Stock Markets April 16, 2026 08:29 AM

Charles Schwab Posts Record Q1 Profit on Burst of Client Activity and Trading

Strong client inflows and surging trading volumes drive revenue and earnings to quarterly highs amid a volatile start to 2026

By Maya Rios SCHW
Charles Schwab Posts Record Q1 Profit on Burst of Client Activity and Trading
SCHW

Charles Schwab reported record first-quarter revenue and profit, powered by growth in client relationships, a jump in trading activity and increased use of its wealth and banking services. The firm posted higher daily trading volumes, meaningful net new asset inflows and rising trading revenue as markets experienced heightened volatility in early 2026.

Key Points

  • Revenue climbed 16% to a record $6.48 billion, driven by stronger client engagement across wealth, trading and lending.
  • Daily average trading volume rose 34% to 9.9 million, and trading revenue increased 20% as investor activity and hedging rose amid market volatility.
  • Schwab added 1.3 million new brokerage accounts and took in $140 billion of net new assets; net income was $2.48 billion ($1.37 per share) for the quarter.

Charles Schwab delivered a record quarterly performance in the first three months of 2026, reporting strong top- and bottom-line gains driven by elevated client engagement across its wealth, trading and lending franchises.

The firm said markets were tested in the quarter by renewed concerns around AI disruption and private credit, and that volatility intensified in March after the U.S.-Israeli war on Iran rattled investors.

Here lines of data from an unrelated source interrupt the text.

PR #9, opened 2020-06-25
Create initial Circle config

LucasCairns:


.circleci/config.yml
```diff
@@ -0,0 +1,106 @@
...
+          name: Persist build number for deployment
+          command: |
+            mkdir -p /tmp/workspace/docker-build
+            cd /tmp/workspace/docker-build
+            echo preview > version-to-deploy.txt
+      - persist_to_workspace:
+          root: /tmp/workspace
+          paths:
+            - docker-build
+  build_drupal:
```
psoleckimoj, line 50: My only comment is maybe call it `build_prod` to make the job names consistent as they both build Drupal 😄

LucasCairns: Point taken, will update 😄

PR #24, opened 2020-07-02
Import Flysystem patch to migrate fields to Flysystem

psoleckimoj:
- From here https://www.drupal.org/project/flysystem/issues/2691731
- https://groups.drupal.org/node/518975
- https://github.com/cweagans/composer-patches


Dockerfile
```diff
@@ -25,6 +25,7 @@ RUN composer install \
 # Copy Project
 COPY modules/custom modules/custom
 COPY sites/ sites/
+COPY ./flysystem/FieldMigration.php /var/www/html/modules/contrib/flysystem/src/Form/FieldMigration.php
```
spikeheap: <I don't have an emoji for "I'm being really nitpicky"> I think we can remove the preceding `./` for consistency with the lines above

flysystem/FieldMigration.php
```diff
@@ -0,0 +1,414 @@
+<?php
+
+/**
+ * @file
+ * Contains \Drupal\flysystem\Form\FieldMigration.
+ */
```
spikeheap, line 6: Would it be worth us including the following?
- a link to the source of this patch
- license/credit to the author
- the purpose of the patch, and what it enables
- when it's safe to remove the patch (if ever)

psoleckimoj: @spikeheap still playing, not sure this is the right way to do it at the moment, you can apply patches using composer so messing with that atm :)

Dockerfile
psoleckimoj: Removed this line anyways :)

flysystem/FieldMigration.php
psoleckimoj: Now patching from Drupal website

PR #47, opened 2020-07-22
Add custom hostnames

spikeheap:
This PR:

- Adds a custom hostname for the frontend
- Refactors the ingress slightly to allow multiple hostnames


helm_deploy/prisoner-content-hub-backend/templates/ingress.yaml
```diff
@@ -1,23 +1,42 @@
 {{- if .Values.ingress.enabled -}}
-{{- $fullName := include "prisoner-content-hub-backend.fullname" . -}}
+{{- $fullName := include "prisoner-content-hub-frontend.fullname" . -}}
```
psoleckimoj, line 2: Are these supposed to be front-end?

spikeheap: 🤦

PR #50, opened 2020-07-22
Add hostname to ingress values

LucasCairns:
Added hostname to ingress values, this is used for generating the external file URL


helm_deploy/prisoner-content-hub-backend/values.production.yaml
```diff
@@ -1,4 +1,5 @@
 ingress:
+  hostName: cms-prisoner-content-hub-production.apps.live-1.cloud-platform.service.justice.gov.uk # added to support migration work, will need to find better solution
```
spikeheap, line 2: Should this be `manage.content-hub.prisoner.service.justice.gov.uk`?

Concerns about possible oil supply disruptions revived stagflation worries, a dynamic that typically prompts portfolio adjustments and boosts trading desk activity as investors seek hedges.

Financial results and operating metrics

  • Quarterly revenue rose 16% to a record $6.48 billion, reflecting broad-based client engagement across Schwab’s units.
  • Daily average trading volume increased 34% to a record 9.9 million trades, compared with the same period a year earlier.
  • Trading revenue climbed 20% on sustained record engagement from clients.
  • Investors opened 1.3 million new brokerage accounts on Schwab’s platform during the quarter, and the firm recorded $140 billion of net new assets.
  • Net income for the three months ended March 31 was $2.48 billion, or $1.37 per share, up from $1.91 billion, or 99 cents per share, in the year-ago quarter.

"Clients continue to turn to us for more of their financial lives, helping wealth and banking solutions reach record levels in 1Q," CEO Rick Wurster said.

Schwab outlined the scope of its business offerings as including wealth management, securities brokerage, banking, asset management, custody, and financial advisory services.

Market context and implications

The environment in Q1 2026 featured higher market turbulence tied to macro and sector-specific concerns that prompted many investors to rebalance holdings, a pattern that typically benefits firms with active trading operations. Schwab’s results suggest clients increased use of multiple products on its platform, with wealth and banking solutions notably reaching record levels in the period.

Investor tools mentioned

The article also referenced a Fair Value calculator used to evaluate whether SCHW represents an attractive investment opportunity, noting the tool employs a mix of 17 industry valuation models to produce a valuation conclusion and that it can be used to assess SCHW and other stocks.


Bottom line

Schwab’s first-quarter performance reflects robust client onboarding, large net asset inflows and a significant rise in trading engagement amid a market backdrop marked by geopolitical and technological concerns that elevated volatility and trading activity.

Risks

  • Market volatility linked to geopolitical tensions (the U.S.-Israeli war on Iran) and oil supply concerns could pressure broader markets and investor confidence, affecting sectors sensitive to energy prices.
  • Renewed worries about AI disruption and private credit introduce uncertainty for technology and credit-sensitive sectors, which can influence investor flows and trading patterns.
  • Heightened stagflation fears tied to oil supply disruptions could weigh on economic growth and markets, potentially altering client behavior and firm revenue composition.